1. DaffodilPlanter - April 18, 2009

Mom and I were talking about the Lang books last week. They don’t print nice editions of them anymore.

What a wonderful visit to the enchanted forest! Just goes to show that not only the stories but the illustrations make lasting impressions.

2. Jenny - April 18, 2009

How interesting that the subject of the Lang books came up with you and your Mom just recently! These old children’s books are so valuable, and I’m very glad I grew up with them. I also treasure “Tales of the Arabian Nights” with beautiful color illustrations by N.C. Wyeth, and some books by George McDonald with titles like “The Princess and Curdie.”
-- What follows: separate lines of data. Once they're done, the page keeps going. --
PR #667, opened 2026-07-23
security(tts): GA v1 Text-to-Speech endpoint + drop unauthenticated consumer fallback (BAA Pre-GA exclusion)

swahlquist:
## What & why
BAA-coverage hardening for the Google Cloud localization/speech egress surface documented in **#648** (findings **LL-a167848115**, **LL-c38e7da48e**, **LL-1eb9a2435b**).

Google's Cloud BAA covers Text-to-Speech as a **product**, but its canonical HIPAA page explicitly **excludes Pre-GA offerings from PHI**: *"Do not use Pre-GA offerings ... in connection with PHI"* ([cloud.google.com/security/compliance/hipaa](https://cloud.google.com/security/compliance/hipaa)). All six TTS call sites used the Pre-GA **`v1beta1`** endpoint, so that traffic sat outside BAA coverage.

3. DaffodilPlanter - April 18, 2009

ANYTHING will Wyeth illustrations! I wonder how many of these made it to the newish museum of illustrations–in MA I think?

4. Jenny - April 18, 2009

In Newport, Rhode Island, as it turns out. Come to the east coast and visit!

5. kaslkaos - April 25, 2009

A lovely retelling; thanks for freshening up the memories. I only started collecting the fairy books as an adult. Time to brush them off, though.
When I was a child I always and only wanted the ‘real’ fairy tales with ‘real’ illustrations, not that modern stuff.

6. Jenny - April 25, 2009

I think children have an instinct for that kind of thing. Although I’m sympathetic with educational aims of promoting social and environmental consciousness and other such causes, I’m glad the old fairy tales don’t have any overarching “message” or “teaching point.”